= Briankle Chang =

Briankle G. Chang (born 1954) is an American writer, translator, and academic. He was born and raised in Taiwan and did his postgraduate study in the United States. He works primarily in the areas of philosophy of communication, media theory and criticism, and cultural studies. He is considered the first scholar to bring to bear the ideas of Jacques Derrida on the field of communication studies and media studies. In his book, Deconstructing Communication: Representation, Subject, and Economies of Exchange (1996), he demonstrates the limits of phenomenology by showing how it fails to address the question of intersubjectivity and proposes a la Derrida the idea of “postal principle” as fundamental to any theory of communication and mediation. This idea is elaborated in his subsequent writings and forms the perspective behind much of his works after Deconstructing Communication. For the past 15 years, he has been a faculty member in the Department of Communication, University of Massachusetts, Amherst, where he teaches in the areas of cultural studies and philosophy of communication.

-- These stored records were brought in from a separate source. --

Issue #3609, opened 2020-10-15
CellCycleScoring() unable to provide custom number of control genes to the call of AddModuleScore().


enblacar:
Dear Seurat developers,

I am facing an issue regarding `Seurat::CellCycleScoring` function. In the source code, this function accepts any extra parameters for `Seurat::AddModuleScore()` (since it uses the `...` notation). However, when trying to set a custom number of control genes (`ctrl` parameter), the following error is returned: 

```
Error in AddModuleScore(object = object, features = features, name = name,  : 
  formal argument "ctrl" matched by multiple actual arguments
```

This is mainly due to the fact that, in the call to `Seurat::AddModuleScore()` within `Seurat::CellCycleScoring`, the `ctrl` parameter is internally set as the minimum length between the lists of S.phase genes and G2M.phase genes:

```r
features <- list(S.Score = s.features, G2M.Score = g2m.features)
object.cc <- AddModuleScore(object = object,
                            features = features,
                            name = name,
                            ctrl = min(c(vapply(X = features, FUN = length, FUN.VALUE = numeric(length = 1)))), 
                            ...)
```

Therefore, this prevents the user from modifying this parameter. However, it might become essential to do so in the case of analyzing a low quality sample which does not have enough genes to produce 24 bins. Although the number of bins can also be modified, I find more interesting to modify the number of control genes.

As a result, unless this incapability of modifying the parameter is a desired behaviour, I would consider this a bug and the function should be modified accordingly.

The steps to reproduce the error are quite straightforward:

```r
# Given a Seurat object called "obj".
s.genes <- Seurat::cc.genes.updated.2019$s.genes
g2m.genes <- Seurat::cc.genes.updated.2019$g2m.genes

# Apply CellCycleScoring function, but providing ctrl parameter.
obj <- Seurat::CellCycleScoring(object = obj,
                                s.features = s.genes,
                                g2m.features = g2m.genes,
                                set.ident = FALSE,
                                ctrl = 75) # Or any other number, specially a low
                                           # one if we have a bad quality sample.
```

To solve this issue, I modified the function to:
- Have an extra parameter that accepts the desired number of control genes, and defaults to 100 if not provided.
[...]

PR #3613, opened 2020-10-16
update CellCycleScoring Function

samuel-marsh:
Hi Seurat Team,

This PR is in reference to issue #3609.  Checked the function and appears to be working.  Wiki doesn't specify whether you prefer users to roxygenize changes prior to submitting PR or do it on your end so I just edited the code and description.  Can easily roxygenize on my end if you prefer.

Best,
Sam

### DIFF
--- a/R/utilities.R
+++ b/R/utilities.R
@@ -418,6 +418,10 @@ CaseMatch <- function(search, match) {
 #' @param object A Seurat object
 #' @param s.features A vector of features associated with S phase
 #' @param g2m.features A vector of features associated with G2M phase
+#' @param ctrl Number of control features selected from the same bin per
+#' analyzed feature supplied to \code{\link{AddModuleScore}}.
+#' Defaults to value equivalent to minimum number of features
+#' present in 's.features' and 'g2m.features'.
 #' @param set.ident If true, sets identity to phase assignments
 #' @param ... Arguments to be passed to \code{\link{AddModuleScore}}
 #' Stashes old identities in 'old.ident'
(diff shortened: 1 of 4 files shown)


samuel-marsh:
Not sure why the checks failed but appears to be unrelated to the actual code in the PR?  Thoughts?

Best,
Sam

R/utilities.R
```diff
@@ -445,16 +449,22 @@ CellCycleScoring <- function(
...
   set.ident = FALSE,
   ...
 ) {
   name <- 'Cell.Cycle'
   features <- list('S.Score' = s.features, 'G2M.Score' = g2m.features)
+  if(is.null(ctrl)) {
+    ctrl <- min(vapply(X = features, FUN = length, FUN.VALUE = numeric(length = 1)))
+  } else {
+    ctrl <- ctrl
+  }
```
mojaveazure: The `else` part of this if/else is not necessary. Also, adjust the style for proper spacing and naming of arguments.
```suggestion
  if (is.null(x = ctrl)) {
    ctrl <- min(vapply(X = features, FUN = length, FUN.VALUE = numeric(length = 1)))
  }
```

mojaveazure (changes requested):
Hi Sam,

This looks great, thank you! I've made a suggestion below regarding style, but other than that I'm happy with the fix.

samuel-marsh:
Sounds good! Just committed the suggestion.  Also do you prefer to run `roxygenize` on your end for the update to manual entry or should I run and add commit?

Thanks!
Sam

mojaveazure:
I've taken care of updating the help pages. We import documentation from packages not automatically installed when installing Seurat. Rather than having you cherry pick which aspects of the documentation to commit, I've handled it just to ensure that no bits of the documentation get lost. This will change in the future as we move away from this fragile design.

mojaveazure (approved):

mojaveazure:
Thanks for taking care of this, Sam!

samuel-marsh:
No problem, happy to help!!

Chang writes in both English and Chinese, and some of his essays in English have been translated into Chinese and other languages. He has published in journals such as International Philosophical Quarterly, British Journal of Aesthetics, History of European Ideas, Cultural Critique, differences, Cultural Studies, and others. He is the Chinese translator of Jacques Derrida’s Monolinguisme de l’autre: ou la prothèse d’origin, and he has translated writings by other French theorists into English. While continuing his engagements with writers such as Derrida, Jean Luc Nancy, Jean-Luc Marion, and others, his recent works are influenced visibly by the writings of Werner Hamacher. He recently co-edited an anthology on the philosophy of communication for the MIT Press (2012), which was named Best Edited Book by the Philosophy of Communication Division of the National Communication Association.

==Publications==
===Books===
- Deconstructing Communication: Representation, Subject, and Economies of Exchange, Minneapolis: University of Minnesota Press, 1996.
- Philosophy of Communication, Cambridge, MA: MIT Press, 2012.
- Thinking Media and Beyond: Perspectives from German Media Theory, New York, NY: Routledge, 2017.

===Translations===
- Le monolinguisme de l'autre, ou, La prothese d'origine (Monolingualism of the Other: or, The Prosthesis of Origin), Jacques Derrida, (translation into Chinese), 2000.